GIVEN RECORDS:

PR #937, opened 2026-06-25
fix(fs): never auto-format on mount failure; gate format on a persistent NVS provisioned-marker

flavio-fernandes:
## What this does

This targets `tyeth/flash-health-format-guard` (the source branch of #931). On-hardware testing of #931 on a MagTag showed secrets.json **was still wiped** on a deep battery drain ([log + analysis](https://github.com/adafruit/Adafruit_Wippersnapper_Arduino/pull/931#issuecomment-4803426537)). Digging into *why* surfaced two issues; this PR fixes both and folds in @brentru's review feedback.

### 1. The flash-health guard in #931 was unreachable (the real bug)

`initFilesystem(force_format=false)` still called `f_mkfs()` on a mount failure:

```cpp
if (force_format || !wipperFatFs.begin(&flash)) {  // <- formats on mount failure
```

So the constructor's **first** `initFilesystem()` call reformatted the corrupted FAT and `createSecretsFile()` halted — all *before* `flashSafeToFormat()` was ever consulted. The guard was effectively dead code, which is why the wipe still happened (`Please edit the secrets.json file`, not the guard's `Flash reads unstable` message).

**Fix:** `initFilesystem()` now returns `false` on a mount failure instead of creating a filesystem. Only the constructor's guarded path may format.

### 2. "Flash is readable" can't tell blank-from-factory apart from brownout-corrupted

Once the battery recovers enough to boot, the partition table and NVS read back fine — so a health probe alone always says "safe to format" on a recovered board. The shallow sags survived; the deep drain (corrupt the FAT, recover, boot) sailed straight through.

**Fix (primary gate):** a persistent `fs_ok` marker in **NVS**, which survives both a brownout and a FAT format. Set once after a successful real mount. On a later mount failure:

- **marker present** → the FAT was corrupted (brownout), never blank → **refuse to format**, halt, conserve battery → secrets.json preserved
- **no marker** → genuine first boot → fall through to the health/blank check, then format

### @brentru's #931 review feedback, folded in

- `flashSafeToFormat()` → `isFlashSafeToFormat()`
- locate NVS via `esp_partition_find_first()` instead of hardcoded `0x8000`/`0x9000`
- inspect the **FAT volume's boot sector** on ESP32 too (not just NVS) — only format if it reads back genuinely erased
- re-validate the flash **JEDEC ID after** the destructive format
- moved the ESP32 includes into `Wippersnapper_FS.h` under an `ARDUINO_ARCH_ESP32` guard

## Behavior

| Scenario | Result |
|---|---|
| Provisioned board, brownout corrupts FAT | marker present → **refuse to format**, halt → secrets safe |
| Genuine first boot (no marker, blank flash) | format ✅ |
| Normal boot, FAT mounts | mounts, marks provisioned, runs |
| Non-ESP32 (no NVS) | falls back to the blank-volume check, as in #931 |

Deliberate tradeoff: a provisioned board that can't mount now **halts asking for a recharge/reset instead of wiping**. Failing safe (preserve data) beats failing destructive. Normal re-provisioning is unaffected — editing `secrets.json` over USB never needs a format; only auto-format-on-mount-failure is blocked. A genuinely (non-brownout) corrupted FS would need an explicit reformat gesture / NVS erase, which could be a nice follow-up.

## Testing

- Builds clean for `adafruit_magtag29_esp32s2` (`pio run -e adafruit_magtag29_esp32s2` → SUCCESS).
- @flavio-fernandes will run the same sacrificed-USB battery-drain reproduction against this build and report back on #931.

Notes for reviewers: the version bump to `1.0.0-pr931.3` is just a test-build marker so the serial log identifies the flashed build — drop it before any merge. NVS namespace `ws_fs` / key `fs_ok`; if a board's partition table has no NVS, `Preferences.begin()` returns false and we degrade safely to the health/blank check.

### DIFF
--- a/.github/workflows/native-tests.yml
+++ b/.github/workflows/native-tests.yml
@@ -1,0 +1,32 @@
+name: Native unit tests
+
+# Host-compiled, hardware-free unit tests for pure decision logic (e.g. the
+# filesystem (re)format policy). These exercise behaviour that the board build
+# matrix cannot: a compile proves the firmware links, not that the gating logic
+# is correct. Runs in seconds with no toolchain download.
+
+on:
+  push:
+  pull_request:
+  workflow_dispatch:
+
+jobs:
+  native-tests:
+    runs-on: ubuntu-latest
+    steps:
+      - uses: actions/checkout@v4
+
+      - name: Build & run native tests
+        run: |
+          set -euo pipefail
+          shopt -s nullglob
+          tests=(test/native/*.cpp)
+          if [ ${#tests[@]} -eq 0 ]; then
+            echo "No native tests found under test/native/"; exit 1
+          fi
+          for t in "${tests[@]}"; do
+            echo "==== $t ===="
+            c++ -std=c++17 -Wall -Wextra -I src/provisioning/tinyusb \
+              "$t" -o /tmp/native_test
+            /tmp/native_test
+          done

WORK TO COMPLETE: Determine the number of lines in the material above that include the word "which". Give that number and no other text.

ANSWER TO THE EXERCISE: 3